Work to complete: A single number is wanted: how many lines of the records below contain the word "taxonomy".

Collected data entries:
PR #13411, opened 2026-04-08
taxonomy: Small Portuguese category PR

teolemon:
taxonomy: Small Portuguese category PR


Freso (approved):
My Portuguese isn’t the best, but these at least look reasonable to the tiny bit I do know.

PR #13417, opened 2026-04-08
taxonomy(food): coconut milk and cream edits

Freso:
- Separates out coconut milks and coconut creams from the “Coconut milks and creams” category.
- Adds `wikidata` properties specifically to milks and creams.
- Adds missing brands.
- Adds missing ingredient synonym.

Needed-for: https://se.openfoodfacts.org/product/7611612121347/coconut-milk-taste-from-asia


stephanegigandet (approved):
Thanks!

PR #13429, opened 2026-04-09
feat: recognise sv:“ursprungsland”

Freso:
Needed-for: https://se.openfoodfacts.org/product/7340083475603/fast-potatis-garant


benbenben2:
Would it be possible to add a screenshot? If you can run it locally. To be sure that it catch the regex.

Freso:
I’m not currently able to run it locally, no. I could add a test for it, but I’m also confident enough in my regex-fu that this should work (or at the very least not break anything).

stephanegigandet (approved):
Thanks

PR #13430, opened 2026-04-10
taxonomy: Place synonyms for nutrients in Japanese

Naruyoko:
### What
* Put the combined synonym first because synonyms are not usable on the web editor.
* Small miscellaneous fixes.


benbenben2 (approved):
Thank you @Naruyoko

Answer to this exercise: 4